My first choice was from the day’s specials: a salmon tartare.

This was more like a ceviche cut than tartare, but it had been well-seasoned and the salmon was rich. It sat on a bed of firm potato pieces dressed with aioli, was topped with more aioli and sprouted seeds. This was served with more firm crackers which had the faintest hint of sesame. A top dish at €5.50.

Up next was another special billed as a curry dish, but not quite like any I’ve had. I knew from Google that the underlying biscuit was called an Inés Rosales, which is often sweet. I expected the unsweetened version here, but this was fully sugared.

The biscuit (akin to a large water biscuit) was topped with curried chicken and then with sweet chilli sauce. This was all much too sweet and the dish had no balance. This dish cost €4.50.

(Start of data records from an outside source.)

PR #842, opened 2020-03-13
Added selfupdate verification (bsc#1163084)

lslezak:
## The Problem

- The inst-sys does not contain the RPM DB with the installed packages so the self-update code just blindly downloads and installs everything it finds without any dependency checks.
- YaST gets the self update repository URL either from the SCC or uses the default from the `control.xml`. This way ensures the self-update repository contains the right packages for the installer.
- However, users can use their custom self-update repository (e.g. SMT/RMT) and there is a possibility that by mistake the users could use a wrong repository, e.g. SP1 repository in SP2
- We got even an [L3 bug](https://bugzilla.suse.com/show_bug.cgi?id=1163084) with this mistake

## The Solution

- The inst-sys contains the list of the installed packages in the `/.packages.root` file
- To avoid false positives (as there might be a real package downgrade) we check only some YaST packages because their versions are under our control
- Before applying the self-update we check that the update versions are not older than the packages in the inst-sys
- It is possible to disable this sanity check by setting the environment variable `Y2_FORCE_SELF_UPDATE=1`, then the error is not displayed and the self-updates are applied. But this should be done only in special cases (testing) when you know what you are doing.

## Notes

Originally I also implemented a check for "too new" packages (e.g. using SP3 updates in the SP2 installer), but as this could potentially report some false positives I have removed that. Lets discuss that first...

## Testing 

- Tested manually (see the screenshot below)
- Added unit tests

## Screenshots

Using SP1 updates in the SP2 installer will result in this error message:

self_update_error

### DIFF
--- a/doc/SELF_UPDATE.md
+++ b/doc/SELF_UPDATE.md
@@ -216,6 +216,21 @@ under https://updates.suse.com/
 - /SUSE/Updates/SLE-SERVER-INSTALLER/12-SP2/s390x/update
 - /SUSE/Updates/SLE-SERVER-INSTALLER/12-SP2/x86_64/update
 
+## Update Repository Validation
+
+Using an incompatible self-update repository might result in a crash or
+unexpected behavior. Since SLE15-SP2/Leap15.2 the installer compares the
+versions of some specific packages in the self-update repository and in the inst-sys.
+If any unexpected version is found then an error is displayed and the self-update
+step is completely skipped.
+
+Is is possible to skip this validation is special cases and force applying the
+updates despite the version mismatch by setting environment variable
+`Y2_FORCE_SELF_UPDATE=1`.
+
+See the [Installation::SelfupdateVerifier](../src/lib/installation/selfupdate_verifier.rb)
+class for more details.
+
 ## Security
 
 ### Package Integrity
--- a/doc/SELF_UPDATE.md
+++ b/doc/SELF_UPDATE.md
@@ -226,7 +226,8 @@ step is completely skipped.
 
 Is is possible to skip this validation is special cases and force applying the
 updates despite the version mismatch by setting environment variable
-`Y2_FORCE_SELF_UPDATE=1`.
+`Y2_FORCE_SELF_UPDATE=1`. *This should be done only in special cases (testing)
+when you know what you are doing!*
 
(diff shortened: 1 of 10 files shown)


doc/SELF_UPDATE.md
```diff
@@ -216,6 +216,21 @@ under https://updates.suse.com/
...
+
+Using an incompatible self-update repository might result in a crash or
+unexpected behavior. Since SLE15-SP2/Leap15.2 the installer compares the
+versions of some specific packages in the self-update repository and in the inst-sys.
+If any unexpected version is found then an error is displayed and the self-update
+step is completely skipped.
+
+Is is possible to skip this validation is special cases and force applying the
+updates despite the version mismatch by setting environment variable
+`Y2_FORCE_SELF_UPDATE=1`.
```
dgdavid: NP: Maybe we can include here the sentence you wrote in the PR description, 

```
But this should be done only in special cases (testing) when you know what you are doing.
```

src/lib/installation/selfupdate_verifier.rb
```diff
@@ -0,0 +1,112 @@
...
+  class SelfupdateVerifier
+    include Yast::Logger
+
+    # We only check the version of these packages, the reason for a fixed
+    # list is that these packages are maintained by us and their version
+    # is under our control.
+    #
+    # We do not care about the other packages, in theory there might be
+    # valid reasons for downgrading them. With these YaST packages we can
+    # go back to the previous state but but still increase the version number.
```
dgdavid: typo: duplicated `but`

src/lib/installation/clients/inst_update_installer.rb
```diff
@@ -113,6 +116,7 @@ def update_installer
       updated = update_repositories.map { |u| add_repository(u) }.any?
 
       if updated
+        return false unless valid_repositories?
```
dgdavid: Can we add a unit test for this?

teclator:
**Note:** Just in case we wanted to get rid of some code, it seems that the `custom_self_update_url` method is not used anymore

https://github.com/yast/yast-installation/blob/bd12c11247cd38f4b126f8ebd2f8ba93d59cfdf5/src/lib/installation/clients/inst_update_installer.rb#L203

The croquettes (or croquetas) were prepared with roast pork. A much better option. These were deliciously rich and creamy with just the right amount of crunch. Croquetas can be a little oily but these had a dry texture which ate beautifully.

At €4.40, I thought these were good value. Alongside the salmon tartare, this would have been a perfect lunch.

Casa Paco: The Bill
With a cover charge of €1, three courses and two glasses of wine, the total bill came to €22.40 excluding tip. Quite a bargain for a well-regarded modern tapas restaurant!

With 8 nights in Seville, I might well be tempted to return. I’d like to try any other variations on those croquetas!